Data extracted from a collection
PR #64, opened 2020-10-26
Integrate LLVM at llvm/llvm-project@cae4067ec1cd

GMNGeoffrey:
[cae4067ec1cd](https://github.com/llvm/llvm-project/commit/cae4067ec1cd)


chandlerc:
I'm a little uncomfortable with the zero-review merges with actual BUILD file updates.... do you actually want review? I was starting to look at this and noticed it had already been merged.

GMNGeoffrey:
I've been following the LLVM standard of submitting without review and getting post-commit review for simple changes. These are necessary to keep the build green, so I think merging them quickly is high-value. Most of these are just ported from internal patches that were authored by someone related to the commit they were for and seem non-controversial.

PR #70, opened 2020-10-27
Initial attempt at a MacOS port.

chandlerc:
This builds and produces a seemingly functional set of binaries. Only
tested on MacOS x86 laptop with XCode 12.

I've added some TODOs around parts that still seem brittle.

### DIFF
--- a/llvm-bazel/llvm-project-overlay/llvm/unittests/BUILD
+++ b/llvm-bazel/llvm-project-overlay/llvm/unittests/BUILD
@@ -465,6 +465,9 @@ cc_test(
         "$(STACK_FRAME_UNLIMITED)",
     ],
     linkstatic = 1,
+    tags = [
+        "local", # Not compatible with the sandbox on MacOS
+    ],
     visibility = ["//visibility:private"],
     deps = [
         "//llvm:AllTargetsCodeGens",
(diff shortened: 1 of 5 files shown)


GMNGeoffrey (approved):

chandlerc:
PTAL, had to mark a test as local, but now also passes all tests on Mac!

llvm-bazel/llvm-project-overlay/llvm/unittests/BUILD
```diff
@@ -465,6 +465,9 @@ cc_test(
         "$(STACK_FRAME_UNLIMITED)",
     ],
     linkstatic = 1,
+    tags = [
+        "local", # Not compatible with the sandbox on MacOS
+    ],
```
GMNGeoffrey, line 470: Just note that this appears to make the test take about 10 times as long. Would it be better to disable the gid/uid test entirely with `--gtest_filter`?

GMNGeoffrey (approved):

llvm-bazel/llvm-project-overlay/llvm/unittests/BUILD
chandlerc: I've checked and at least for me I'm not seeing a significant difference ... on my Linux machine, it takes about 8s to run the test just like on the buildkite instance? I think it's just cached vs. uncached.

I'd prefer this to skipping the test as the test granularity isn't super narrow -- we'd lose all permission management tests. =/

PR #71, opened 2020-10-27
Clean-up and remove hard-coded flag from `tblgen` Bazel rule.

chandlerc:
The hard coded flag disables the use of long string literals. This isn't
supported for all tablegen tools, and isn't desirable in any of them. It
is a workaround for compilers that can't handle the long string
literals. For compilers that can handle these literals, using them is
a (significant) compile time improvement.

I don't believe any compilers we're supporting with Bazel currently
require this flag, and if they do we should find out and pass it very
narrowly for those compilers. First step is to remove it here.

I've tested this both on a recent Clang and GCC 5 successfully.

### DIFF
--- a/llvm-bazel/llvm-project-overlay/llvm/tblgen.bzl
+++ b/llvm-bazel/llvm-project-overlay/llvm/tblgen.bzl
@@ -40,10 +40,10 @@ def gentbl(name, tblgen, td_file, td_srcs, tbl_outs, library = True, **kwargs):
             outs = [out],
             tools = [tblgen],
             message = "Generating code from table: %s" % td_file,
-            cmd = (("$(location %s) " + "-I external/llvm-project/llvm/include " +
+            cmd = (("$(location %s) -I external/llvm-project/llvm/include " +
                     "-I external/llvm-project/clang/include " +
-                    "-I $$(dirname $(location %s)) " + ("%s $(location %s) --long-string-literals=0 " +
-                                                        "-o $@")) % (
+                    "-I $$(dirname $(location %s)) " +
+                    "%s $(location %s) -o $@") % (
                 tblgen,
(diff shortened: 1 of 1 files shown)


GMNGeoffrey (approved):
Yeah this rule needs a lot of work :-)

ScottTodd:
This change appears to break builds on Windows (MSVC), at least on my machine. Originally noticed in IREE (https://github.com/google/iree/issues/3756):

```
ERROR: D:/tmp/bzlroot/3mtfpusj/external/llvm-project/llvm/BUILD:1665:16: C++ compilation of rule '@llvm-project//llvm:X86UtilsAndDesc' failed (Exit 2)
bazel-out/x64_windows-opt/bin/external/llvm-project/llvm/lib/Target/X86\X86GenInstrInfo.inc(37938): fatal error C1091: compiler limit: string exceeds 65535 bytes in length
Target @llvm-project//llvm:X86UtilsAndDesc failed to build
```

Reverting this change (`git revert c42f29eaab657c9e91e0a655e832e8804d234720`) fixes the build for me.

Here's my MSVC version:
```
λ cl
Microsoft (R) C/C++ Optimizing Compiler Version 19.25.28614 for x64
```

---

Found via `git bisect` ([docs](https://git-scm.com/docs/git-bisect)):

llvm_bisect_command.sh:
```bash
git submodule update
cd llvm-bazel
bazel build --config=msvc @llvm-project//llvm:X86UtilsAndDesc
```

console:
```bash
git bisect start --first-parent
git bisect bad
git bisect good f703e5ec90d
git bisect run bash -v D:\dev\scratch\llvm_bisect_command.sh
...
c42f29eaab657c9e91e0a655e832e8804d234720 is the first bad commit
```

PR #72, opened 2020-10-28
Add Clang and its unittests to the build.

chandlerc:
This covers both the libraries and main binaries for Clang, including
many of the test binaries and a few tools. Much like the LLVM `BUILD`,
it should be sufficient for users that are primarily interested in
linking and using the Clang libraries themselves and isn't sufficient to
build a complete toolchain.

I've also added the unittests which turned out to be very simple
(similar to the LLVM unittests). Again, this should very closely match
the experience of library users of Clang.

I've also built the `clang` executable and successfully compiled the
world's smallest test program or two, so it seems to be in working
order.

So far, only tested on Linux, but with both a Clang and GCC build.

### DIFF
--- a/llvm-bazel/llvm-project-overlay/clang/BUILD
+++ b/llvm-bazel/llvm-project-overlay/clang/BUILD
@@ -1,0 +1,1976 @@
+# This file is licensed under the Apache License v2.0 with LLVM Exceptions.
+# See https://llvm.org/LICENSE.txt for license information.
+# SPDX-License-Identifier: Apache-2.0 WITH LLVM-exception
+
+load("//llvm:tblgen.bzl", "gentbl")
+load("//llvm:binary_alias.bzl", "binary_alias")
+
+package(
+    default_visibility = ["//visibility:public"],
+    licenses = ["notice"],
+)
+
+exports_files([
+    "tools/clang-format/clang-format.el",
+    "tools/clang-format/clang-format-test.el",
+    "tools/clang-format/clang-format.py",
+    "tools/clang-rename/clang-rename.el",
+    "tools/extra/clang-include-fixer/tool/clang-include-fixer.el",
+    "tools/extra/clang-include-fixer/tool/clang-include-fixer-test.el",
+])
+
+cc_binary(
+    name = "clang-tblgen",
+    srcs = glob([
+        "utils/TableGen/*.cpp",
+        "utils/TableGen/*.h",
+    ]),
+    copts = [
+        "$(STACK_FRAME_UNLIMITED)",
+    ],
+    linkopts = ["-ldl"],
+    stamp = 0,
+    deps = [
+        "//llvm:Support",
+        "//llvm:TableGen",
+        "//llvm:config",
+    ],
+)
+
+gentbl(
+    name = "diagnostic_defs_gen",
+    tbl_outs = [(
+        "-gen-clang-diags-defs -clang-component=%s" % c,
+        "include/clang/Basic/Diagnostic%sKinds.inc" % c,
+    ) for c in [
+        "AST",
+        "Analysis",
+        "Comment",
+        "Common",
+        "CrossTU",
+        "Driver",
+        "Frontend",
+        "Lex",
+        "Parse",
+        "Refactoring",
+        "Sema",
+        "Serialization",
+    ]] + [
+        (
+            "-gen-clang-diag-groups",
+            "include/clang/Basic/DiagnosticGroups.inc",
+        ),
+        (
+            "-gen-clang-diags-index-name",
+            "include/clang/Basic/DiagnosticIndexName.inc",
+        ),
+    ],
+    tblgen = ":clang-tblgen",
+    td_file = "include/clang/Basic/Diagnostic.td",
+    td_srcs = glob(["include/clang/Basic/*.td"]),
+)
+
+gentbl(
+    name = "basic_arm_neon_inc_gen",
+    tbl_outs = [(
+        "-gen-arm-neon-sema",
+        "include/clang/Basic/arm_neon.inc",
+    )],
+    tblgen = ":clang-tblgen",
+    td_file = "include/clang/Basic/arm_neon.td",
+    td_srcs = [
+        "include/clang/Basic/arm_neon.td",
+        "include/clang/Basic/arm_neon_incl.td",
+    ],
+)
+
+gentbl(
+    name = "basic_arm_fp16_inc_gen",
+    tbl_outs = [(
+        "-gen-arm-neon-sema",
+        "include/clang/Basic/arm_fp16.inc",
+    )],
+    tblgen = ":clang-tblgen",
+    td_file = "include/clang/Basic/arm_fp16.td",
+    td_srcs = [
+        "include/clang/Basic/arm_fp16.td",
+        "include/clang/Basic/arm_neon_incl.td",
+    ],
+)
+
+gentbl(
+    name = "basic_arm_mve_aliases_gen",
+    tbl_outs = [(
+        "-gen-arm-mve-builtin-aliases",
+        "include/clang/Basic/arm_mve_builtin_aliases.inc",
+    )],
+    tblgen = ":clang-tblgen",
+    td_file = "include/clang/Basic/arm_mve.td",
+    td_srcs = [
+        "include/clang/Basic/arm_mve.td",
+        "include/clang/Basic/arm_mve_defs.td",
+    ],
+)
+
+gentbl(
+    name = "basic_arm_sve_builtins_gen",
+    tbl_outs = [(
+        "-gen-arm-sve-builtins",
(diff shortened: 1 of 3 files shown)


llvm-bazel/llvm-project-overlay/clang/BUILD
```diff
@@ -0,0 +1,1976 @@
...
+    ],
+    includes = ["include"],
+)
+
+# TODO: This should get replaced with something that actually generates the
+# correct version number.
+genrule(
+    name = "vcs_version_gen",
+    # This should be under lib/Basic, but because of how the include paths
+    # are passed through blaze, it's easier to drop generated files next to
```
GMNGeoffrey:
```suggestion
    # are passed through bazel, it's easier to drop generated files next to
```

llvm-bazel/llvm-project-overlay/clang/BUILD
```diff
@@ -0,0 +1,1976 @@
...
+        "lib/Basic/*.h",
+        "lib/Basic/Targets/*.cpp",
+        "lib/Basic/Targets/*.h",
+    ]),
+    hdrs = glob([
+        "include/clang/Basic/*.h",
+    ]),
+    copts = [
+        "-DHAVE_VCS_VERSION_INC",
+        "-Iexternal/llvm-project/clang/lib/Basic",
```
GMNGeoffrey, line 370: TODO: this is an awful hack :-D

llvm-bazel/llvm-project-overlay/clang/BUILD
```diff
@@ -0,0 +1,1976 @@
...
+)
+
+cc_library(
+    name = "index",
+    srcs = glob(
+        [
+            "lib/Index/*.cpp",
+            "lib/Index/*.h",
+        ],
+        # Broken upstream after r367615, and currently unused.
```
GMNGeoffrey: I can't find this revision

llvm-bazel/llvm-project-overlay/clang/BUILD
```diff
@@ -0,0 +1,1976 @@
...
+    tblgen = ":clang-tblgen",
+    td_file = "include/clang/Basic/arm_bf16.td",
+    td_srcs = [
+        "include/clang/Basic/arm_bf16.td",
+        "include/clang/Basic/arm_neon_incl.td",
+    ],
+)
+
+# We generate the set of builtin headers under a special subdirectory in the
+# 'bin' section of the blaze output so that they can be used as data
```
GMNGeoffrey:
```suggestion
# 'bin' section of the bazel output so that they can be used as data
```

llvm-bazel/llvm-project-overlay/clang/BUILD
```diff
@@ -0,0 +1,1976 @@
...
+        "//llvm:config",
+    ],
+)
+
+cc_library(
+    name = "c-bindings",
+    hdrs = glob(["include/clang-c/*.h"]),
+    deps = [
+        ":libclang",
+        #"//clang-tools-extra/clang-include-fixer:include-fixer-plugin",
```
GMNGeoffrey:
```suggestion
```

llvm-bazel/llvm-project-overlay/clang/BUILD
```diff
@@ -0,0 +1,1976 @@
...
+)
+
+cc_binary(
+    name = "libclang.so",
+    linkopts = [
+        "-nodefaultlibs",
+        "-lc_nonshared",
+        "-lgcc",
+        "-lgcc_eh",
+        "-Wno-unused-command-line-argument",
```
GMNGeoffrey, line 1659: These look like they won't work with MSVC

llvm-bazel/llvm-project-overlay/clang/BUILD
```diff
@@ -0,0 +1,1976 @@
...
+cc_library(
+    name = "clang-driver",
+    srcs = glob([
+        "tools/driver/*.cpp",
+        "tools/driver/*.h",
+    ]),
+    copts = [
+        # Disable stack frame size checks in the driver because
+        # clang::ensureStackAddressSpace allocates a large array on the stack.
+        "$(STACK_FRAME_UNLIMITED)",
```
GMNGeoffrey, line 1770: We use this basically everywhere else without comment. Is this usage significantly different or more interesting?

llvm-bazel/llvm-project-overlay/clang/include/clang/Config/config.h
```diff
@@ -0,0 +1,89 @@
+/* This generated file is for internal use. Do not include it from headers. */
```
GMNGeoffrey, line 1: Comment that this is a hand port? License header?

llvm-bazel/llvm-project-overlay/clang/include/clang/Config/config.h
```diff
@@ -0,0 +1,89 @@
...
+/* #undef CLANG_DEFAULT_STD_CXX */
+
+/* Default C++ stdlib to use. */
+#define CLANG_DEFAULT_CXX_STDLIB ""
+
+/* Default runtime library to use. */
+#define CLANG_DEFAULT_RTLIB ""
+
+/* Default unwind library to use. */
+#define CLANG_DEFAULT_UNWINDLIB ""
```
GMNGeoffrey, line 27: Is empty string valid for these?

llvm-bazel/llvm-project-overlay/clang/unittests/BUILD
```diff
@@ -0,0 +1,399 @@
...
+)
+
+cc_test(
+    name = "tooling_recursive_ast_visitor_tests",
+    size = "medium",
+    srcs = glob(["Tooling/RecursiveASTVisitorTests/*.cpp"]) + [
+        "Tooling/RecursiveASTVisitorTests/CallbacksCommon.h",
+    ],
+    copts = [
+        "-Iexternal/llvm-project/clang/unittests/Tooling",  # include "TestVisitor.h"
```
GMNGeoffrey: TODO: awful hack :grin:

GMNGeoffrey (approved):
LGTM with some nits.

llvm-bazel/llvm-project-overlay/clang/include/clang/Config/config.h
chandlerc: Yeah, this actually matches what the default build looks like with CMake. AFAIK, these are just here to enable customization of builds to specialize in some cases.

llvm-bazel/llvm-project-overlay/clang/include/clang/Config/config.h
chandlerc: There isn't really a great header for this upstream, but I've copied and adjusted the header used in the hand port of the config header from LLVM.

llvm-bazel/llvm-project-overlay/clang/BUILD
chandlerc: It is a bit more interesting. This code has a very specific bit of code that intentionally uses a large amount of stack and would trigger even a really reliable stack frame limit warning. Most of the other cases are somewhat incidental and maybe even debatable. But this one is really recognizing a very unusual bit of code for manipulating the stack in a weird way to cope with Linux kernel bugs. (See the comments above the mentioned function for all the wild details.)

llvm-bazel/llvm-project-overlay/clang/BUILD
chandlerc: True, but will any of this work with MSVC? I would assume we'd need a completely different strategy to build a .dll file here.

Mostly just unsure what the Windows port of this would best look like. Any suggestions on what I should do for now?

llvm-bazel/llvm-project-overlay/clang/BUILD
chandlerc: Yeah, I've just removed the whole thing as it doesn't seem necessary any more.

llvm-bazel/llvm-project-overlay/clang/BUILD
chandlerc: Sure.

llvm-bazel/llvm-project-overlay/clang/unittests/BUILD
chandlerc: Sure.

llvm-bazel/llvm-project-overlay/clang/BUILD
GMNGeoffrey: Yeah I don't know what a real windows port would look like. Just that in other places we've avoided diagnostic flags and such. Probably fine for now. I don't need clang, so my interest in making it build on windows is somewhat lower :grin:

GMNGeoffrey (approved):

---

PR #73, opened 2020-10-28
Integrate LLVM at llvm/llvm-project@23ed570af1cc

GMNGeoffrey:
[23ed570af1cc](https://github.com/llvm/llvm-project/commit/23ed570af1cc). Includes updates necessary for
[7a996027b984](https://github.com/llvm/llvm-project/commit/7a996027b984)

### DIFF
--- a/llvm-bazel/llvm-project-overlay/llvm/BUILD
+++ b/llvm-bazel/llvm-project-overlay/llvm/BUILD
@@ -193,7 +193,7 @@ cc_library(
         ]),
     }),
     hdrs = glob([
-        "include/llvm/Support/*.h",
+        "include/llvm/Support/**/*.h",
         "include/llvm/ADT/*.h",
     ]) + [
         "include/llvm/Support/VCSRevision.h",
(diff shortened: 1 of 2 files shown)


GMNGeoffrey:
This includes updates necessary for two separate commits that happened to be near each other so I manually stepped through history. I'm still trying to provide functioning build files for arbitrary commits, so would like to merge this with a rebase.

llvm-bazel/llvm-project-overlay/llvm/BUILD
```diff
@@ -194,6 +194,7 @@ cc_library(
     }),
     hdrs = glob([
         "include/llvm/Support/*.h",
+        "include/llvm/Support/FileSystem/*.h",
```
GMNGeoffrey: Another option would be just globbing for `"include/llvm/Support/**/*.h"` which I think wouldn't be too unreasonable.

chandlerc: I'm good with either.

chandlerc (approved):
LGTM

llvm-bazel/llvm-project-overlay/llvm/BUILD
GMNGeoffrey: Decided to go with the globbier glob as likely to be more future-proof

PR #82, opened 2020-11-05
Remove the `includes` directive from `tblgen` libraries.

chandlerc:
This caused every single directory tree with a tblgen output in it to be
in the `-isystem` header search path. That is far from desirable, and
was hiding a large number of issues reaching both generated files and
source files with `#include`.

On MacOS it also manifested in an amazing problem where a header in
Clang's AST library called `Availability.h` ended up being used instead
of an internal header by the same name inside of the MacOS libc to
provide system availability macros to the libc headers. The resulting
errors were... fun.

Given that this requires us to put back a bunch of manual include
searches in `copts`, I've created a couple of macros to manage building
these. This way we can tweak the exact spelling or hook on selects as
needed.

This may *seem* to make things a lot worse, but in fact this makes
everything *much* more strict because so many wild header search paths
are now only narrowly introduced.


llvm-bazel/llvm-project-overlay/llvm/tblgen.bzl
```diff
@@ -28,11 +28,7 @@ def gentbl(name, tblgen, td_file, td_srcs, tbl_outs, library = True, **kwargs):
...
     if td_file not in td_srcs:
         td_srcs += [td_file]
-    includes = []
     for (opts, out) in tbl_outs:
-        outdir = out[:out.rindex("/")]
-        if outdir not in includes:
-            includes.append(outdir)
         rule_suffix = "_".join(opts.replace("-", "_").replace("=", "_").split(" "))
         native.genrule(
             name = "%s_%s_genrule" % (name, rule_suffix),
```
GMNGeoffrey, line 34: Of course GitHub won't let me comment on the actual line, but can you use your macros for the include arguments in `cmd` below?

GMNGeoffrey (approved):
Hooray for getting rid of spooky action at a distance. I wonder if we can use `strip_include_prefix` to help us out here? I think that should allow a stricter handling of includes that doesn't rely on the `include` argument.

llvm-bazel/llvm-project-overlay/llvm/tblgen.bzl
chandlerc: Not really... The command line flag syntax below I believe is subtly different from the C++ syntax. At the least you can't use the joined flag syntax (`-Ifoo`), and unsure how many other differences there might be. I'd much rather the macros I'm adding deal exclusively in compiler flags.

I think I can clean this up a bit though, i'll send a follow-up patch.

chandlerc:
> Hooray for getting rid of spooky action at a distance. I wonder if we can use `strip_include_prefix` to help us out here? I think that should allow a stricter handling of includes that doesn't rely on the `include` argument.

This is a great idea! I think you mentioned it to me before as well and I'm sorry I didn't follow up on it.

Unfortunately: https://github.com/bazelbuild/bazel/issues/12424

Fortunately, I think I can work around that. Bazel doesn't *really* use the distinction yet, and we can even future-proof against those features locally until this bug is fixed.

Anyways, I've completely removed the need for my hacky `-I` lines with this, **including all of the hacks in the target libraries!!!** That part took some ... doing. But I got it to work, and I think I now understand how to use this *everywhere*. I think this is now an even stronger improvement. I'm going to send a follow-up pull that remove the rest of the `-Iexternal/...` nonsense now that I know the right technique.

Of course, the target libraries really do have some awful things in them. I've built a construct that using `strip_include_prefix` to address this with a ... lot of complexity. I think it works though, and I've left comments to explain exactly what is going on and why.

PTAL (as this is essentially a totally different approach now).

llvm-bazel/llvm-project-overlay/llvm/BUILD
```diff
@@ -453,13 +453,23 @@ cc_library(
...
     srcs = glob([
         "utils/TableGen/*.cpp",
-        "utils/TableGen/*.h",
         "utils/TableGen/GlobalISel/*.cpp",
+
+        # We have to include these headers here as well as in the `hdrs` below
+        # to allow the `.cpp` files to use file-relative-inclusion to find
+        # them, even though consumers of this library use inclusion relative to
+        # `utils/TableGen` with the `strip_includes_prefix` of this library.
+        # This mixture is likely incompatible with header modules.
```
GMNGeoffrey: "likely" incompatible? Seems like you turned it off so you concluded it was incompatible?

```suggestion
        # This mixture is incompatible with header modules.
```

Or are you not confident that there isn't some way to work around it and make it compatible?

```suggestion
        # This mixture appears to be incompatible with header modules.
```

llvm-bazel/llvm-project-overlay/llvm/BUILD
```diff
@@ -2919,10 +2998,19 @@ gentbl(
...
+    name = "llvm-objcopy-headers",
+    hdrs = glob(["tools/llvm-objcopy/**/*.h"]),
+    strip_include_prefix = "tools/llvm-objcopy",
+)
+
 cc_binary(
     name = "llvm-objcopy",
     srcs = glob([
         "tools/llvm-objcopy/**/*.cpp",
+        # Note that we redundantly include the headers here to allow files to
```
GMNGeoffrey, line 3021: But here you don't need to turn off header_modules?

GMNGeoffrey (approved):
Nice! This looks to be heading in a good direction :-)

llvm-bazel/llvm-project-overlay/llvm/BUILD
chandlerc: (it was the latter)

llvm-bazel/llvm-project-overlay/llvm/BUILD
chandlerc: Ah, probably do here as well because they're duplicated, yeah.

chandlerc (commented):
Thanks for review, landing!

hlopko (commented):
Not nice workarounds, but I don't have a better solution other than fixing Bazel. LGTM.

**DESCRIPTION OF THE TASK**
The required output is each line of the entries that contains the word "everywhere".

**TASK OUTPUT**
GMNGeoffrey, line 1770: We use this basically everywhere else without comment. Is this usage significantly different or more interesting?
Anyways, I've completely removed the need for my hacky `-I` lines with this, **including all of the hacks in the target libraries!!!** That part took some ... doing. But I got it to work, and I think I now understand how to use this *everywhere*. I think this is now an even stronger improvement. I'm going to send a follow-up pull that remove the rest of the `-Iexternal/...` nonsense now that I know the right technique.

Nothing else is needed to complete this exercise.